Jonathan Shuter, MD, professor in the division of infectious diseases, is an NIH-funded researcher who studies how to help HIV-positive patients stop smoking. In a recent study in Nairobi, Kenya, a combination of bupropion and a counseling program called Positively Smoke Free, one of the interventions he pioneered together with Alyson Moadel, PhD, helped 38.9 percent of patients quit smoking, as opposed to 6.6 percent in a control group. Here, he talks about how his work with HIV-positive patients has evolved over his career and his unconventional route to becoming a successful investigator.
“I saw my first HIV patient in Boston City Hospital in medical school in 1985. I came here in 1986 and New York was being overwhelmed. We had some amazing national leaders here at Montefiore Einstein including Gerald Friedland and Robert Klein. They were great role models, and this was a population that really needed help. So I was drawn to that.
At the beginning of the AIDS epidemic, things were completely bleak. All of our efforts were going toward palliating patients and making the transition to death as smooth as possible. All that changed at the end of 1995 when effective antiretroviral therapy first made its debut. The next five years were all about figuring out how to get patients to take their medicines. I was very involved in adherence research, and I started noticing that about 60 percent of my patients smoked.”
A shifting source of concern
“At that point, smoking was still condoned by the HIV care community. A patient's going to die of AIDS anyway, so why are we going to get on them about quitting smoking? By the early 2000s, that changed. We started seeing patients dying not from pneumonias and other HIV-associated infections, but lung cancer, heart attacks and strokes. That really struck me.
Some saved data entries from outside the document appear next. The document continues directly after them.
PR #1041, opened 2022-12-09
Fix issue with peer_review stats that was counting reminder statuses

ryscher:
Fix to bug found by Bryan.

The curation stat "New Datasets to PPR" was massively overcounting, because the algorithm was including datasets that had also received an automated reminder email on that day. This caused the numbers to creep up over time, because we have datasets where reminders are continually ignored, so they re-send every month.


ahamelers:
Great catch, glad these numbers make more sense now!

PR #1042, opened 2022-12-09
Add more detail to curation notes when auto-changing status

ryscher:
For https://github.com/CDL-Dryad/dryad-product-roadmap/issues/2142


ahamelers:
Looks good, thank you Ryan

PR #1046, opened 2022-12-13
fee increase functionality

ryscher:
Allow fees to increase automatically on a set date. After a reasonable period of time (1 year?), we can move the "new" price to be the regular price.

The easiest way to test this is to set the cutoff date in the past, then create and publish a dataset. You should see the correct (old) price in both the submission system and the stripe invoice. Then change the cutoff date to the future and test again.


ahamelers (approved):
This is working for me, thanks Ryan!

PR #1047, opened 2022-12-14
Text updates associated with fee increase

ryscher:
Some more text updates from https://github.com/CDL-Dryad/dryad-product-roadmap/issues/2082


ahamelers (approved):
Looks great, thanks Ryan!

PR #1448, opened 2023-12-18
feat: set hold for peer review on the resource if review is not allowed

DragosIorgulescu:
Looking into this, here are my current findings/questions:
- it seems that there is a check already preventing the radio buttons from being displayed unless the dataset is [ready for review](https://github.com/CDL-Dryad/dryad-app/blob/a02744b44f5e6bce4c82248fd6570311da7170cf/app/views/stash_datacite/peer_review/_review.html.erb#L1)
- the `allow_review?` method already checks [for `has_accepted_manuscript?`](https://github.com/CDL-Dryad/dryad-app/blob/bf7a774eec7eb1101cecc38dfc357fc21984c3d9/app/models/stash_engine/identifier.rb#L280), which in turn already checks that the manuscript [is not rejected](https://github.com/CDL-Dryad/dryad-app/blob/bf7a774eec7eb1101cecc38dfc357fc21984c3d9/app/models/stash_engine/identifier.rb#L314)
- I went ahead and set `hold_for_peer_review` in the controller action, but the condition might change based on the questions above

ref [GREI 1.3.6 - Automatically PPR datasets#2996](https://github.com/CDL-Dryad/dryad-product-roadmap/issues/2996)


app/controllers/stash_datacite/resources_controller.rb
```diff
@@ -29,6 +29,7 @@ def review
           check_required_fields(@resource)
           @review = Resource::Review.new(@resource)
           @resource.has_geolocation = @review.geolocation_data?
+          @resource.hold_for_peer_review = true if !@resource.identifier.has_rejected_manuscript? && !@resource.identifier.has_accepted_manuscript?
```
DragosIorgulescu, line 32: The ticket requirements specifies these 2 conditions, but shouldn't we also check that this dataset is related to a manuscript and not a `published article` / `other`?

DragosIorgulescu: Add a check here making sure that the dataset is not published as well

app/models/stash_engine/identifier.rb
```diff
@@ -306,7 +310,7 @@ def allow_review?
       # do not allow to go into peer review after already published
       return false if pub_state == 'published'
       # do not allow to go into peer review if associated manuscript already accepted or published
-      return false if has_accepted_manuscript? || publication_article_doi
+      return false if has_accepted_manuscript? || has_rejected_manuscript? || publication_article_doi
```
ahamelers, line 313: I don't think we want to prevent people from doing PPR if they have a rejected manuscript since they often resubmit to other journals in such cases

DragosIorgulescu:
closing this as it will be handled in the related PR

PR #1450, opened 2023-12-18
Add checksum generation method and bimonthly validation

ahamelers:
Closes https://github.com/CDL-Dryad/dryad-product-roadmap/issues/2792

Checksum utility modified from https://github.com/CDLUC3/mrt-core2/blob/main/core/src/main/java/org/cdlib/mrt/utility/Checksums.java

### DIFF
--- a/app/mailers/stash_engine/user_mailer.rb
+++ b/app/mailers/stash_engine/user_mailer.rb
@@ -97,6 +97,16 @@ module StashEngine
            subject: "#{rails_env}General error \"#{@resource.title}\" (doi:#{@resource.identifier_value})")
     end
 
+    def file_validation_error(file, error_text)
+      logger.warn("Unable to report update error #{error}; nil file") unless file.present?
+      @zenodo_error_emails = APP_CONFIG['zenodo_error_email']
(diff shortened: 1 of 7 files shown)


ryscher:
When I run this on a test file, I get:
```
Error: Error getting checksums: Error processing input: Unsupported input type
/home/ec2-user/dryad-app/lib/stash/checksums.rb:49:in `rescue in get_checksums'
/home/ec2-user/dryad-app/lib/stash/checksums.rb:44:in `get_checksums'
```
And the `validated_at` date is set, despite the validation failing.

ryscher:
Oh, it looks like the "example" block in checksums.rb is running when it is initialized, so it expects the example file to exist, but I don't have that file on my system.

ryscher:
A few thoughts:
- Validation failures are important enough that we should receive email, in addition to any error in the log
- We should do load testing on production before adding this to the monthly cron, in case we want to move this function to a dedicated server.
- We will want to stagger the initial validated_at dates... it would be useful to have a process for running the existing files in batches.

ryscher:
Updates look good, thanks for the quick fixes!

PR #1451, opened 2023-12-18
Adding DataCite Counter credentials

sfisher:
See https://github.com/CDL-Dryad/dryad-product-roadmap/issues/2793

We obtained these credentials from DataCite.  We probably don't want to start using them until the January reporting for COUNTER, but I put them into the encrypted files as entries that are commented out so they are stored someplace more permanent and are easy to change out when the time comes.

I also disabled automatic running of reports in the cron-related files.  In January, I plan to run the rest of the December reporting manually and then we can switch out the credentials after that.

The Dryad credentials will still be able to get stats but they cannot update the reports CDL submitted (and they were clear that we shouldn't submit the same data under both accounts). If they need to be changed, CDL can re-submit old reports or else DataCite said they could intervene if there was a problem.

I'm still waiting for news from DataCite about when/if they can transition our use of the web tracker into real usage rather than test usage. That might or might not correspond with the first of the year, but we will stop log processing and reporting from logs when the web tracker goes into effect and is considered real data by them.


ryscher:
Converted this to draft status. I will need to manually merge the changes into the credential files.

ryscher:
Closing in favor of #1459.

PR #1460, opened 2024-01-03
Instructions about dealing with zenodo errors

sfisher:
I updated detailed instruction at the top of the page and added a couple of recent problem cases since their transition.


ryscher:
Thanks for the updates!

PR #1465, opened 2024-01-09
Fix loading order of javascripts, remove unused files

ahamelers:
Closes https://github.com/CDL-Dryad/dryad-product-roadmap/issues/3030

In future Dryad could be cleaned up to no longer use jquery.


ryscher:
Great, thanks!!!!

PR #1467, opened 2024-01-10
fix: don't hijack the default rails logger

DragosIorgulescu:
- causes non-api logs to sometimes show up in the api logs

ref https://github.com/CDL-Dryad/dryad-product-roadmap/issues/3042


ryscher:
Thanks, this works well in my testing.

I had been collecting data regarding adherence to HIV medication regimens, and I started tracking whether patients were smokers or not. We found very tight correlations between cigarette smoking and medication non-adherence.
I didn't know anything about smoking cessation, but I connected with people here at Montefiore Einstein who are leaders in this area, including behavioral psychologist Alyson Moadel. We started small, got some funding, and developed Positively Smoke Free , which is really the heart of everything we do now. It’s an intensive behavioral smoking cessation intervention tailored for people with HIV. We did a lot of focus groups and spoke to a lot of HIV patients and many other experts to make sure it would resonate with this unique group.”
This is very personal to me. My goal is to get my patients to quit smoking, to save them from having heart attacks and strokes and getting lung cancer. If what we learn in the Bronx can get out there to the greater community and help people throughout the United States and the world, then that's fantastic.
Dr. Jonathan Shuter, professor of medicine, division of infectious diseases, and professor of epidemiology & population health
Know your audience
“The core of Positively Smoke-Free is eight sessions to help provide information, get people motivated to quit, give them strategies, anticipate high-risk situations likely to cause a relapse, and share long-term expectations about the benefits. And every single bit of it is saturated with HIV-specific material, which is one of the reasons behind its success.
We address the HIV population as a champion community as far as overcoming health-related challenges. You take your antiretrovirals to improve your health and this is one more important thing you can do. If you slip up once, all is not lost. That is like you missed one dose of your HIV medicine. But if you start smoking regularly again, that’s like you stopped your HIV medicines altogether. Those messages really hit home with patients.”
A local commitment yields global returns
“We’ve developed different iterations of Positively Smoke Free to help scale it. There is an online version, with or without a support community. It’s been offered in one-on-one settings. It's been offered in group therapy sessions. It's been offered by video, by Zoom chat. We have an app, and people in all 50 states can sign up for a study we’re doing in collaboration with the University of South Florida, in Tampa, and access Positively Smoke Free group therapy. In addition to the study in Nairobi, we also have studies in Chennai, India, and in Vietnam. We’ve had the intervention translated into Swahili, Telugu, Tamil, and Vietnamese.
I've had an atypical career for a researcher in that I’m mainly a clinician. But I had some background in research and biostatistics and data management. So I was always doing my own research and publishing, at first without funding or with small grants. It wound up being an advantage that I was immersed in the clinical world because with the time it takes to conduct and publish a study, what you read about HIV or any disease in the scientific literature always lags several years behind what you see in patients. I was able to keep my finger on the pulse of that literature and at the same time detect things in my day-to-day clinical practice that hadn't reached the attention of people who were primarily focused on writing grants and papers.
Now that I’ve been NIH funded since 2009, one of the secrets to my funding success is that I have never considered myself a success. I consider myself an abject failure. I still go to clinic, and my patients are still smoking. There’s rarely a time that I don’t have one of my own patients dying of lung cancer. This is very personal to me. My goal is to get my patients to quit smoking, to save them from having heart attacks and strokes and getting lung cancer. If what we learn in the Bronx can get out there to the greater community and help people throughout the United States and the world, then that's fantastic. It is crucial that research findings be disseminated and implemented. But on a day-to-day basis, I'm in a local battle here and that’s what really drives me.”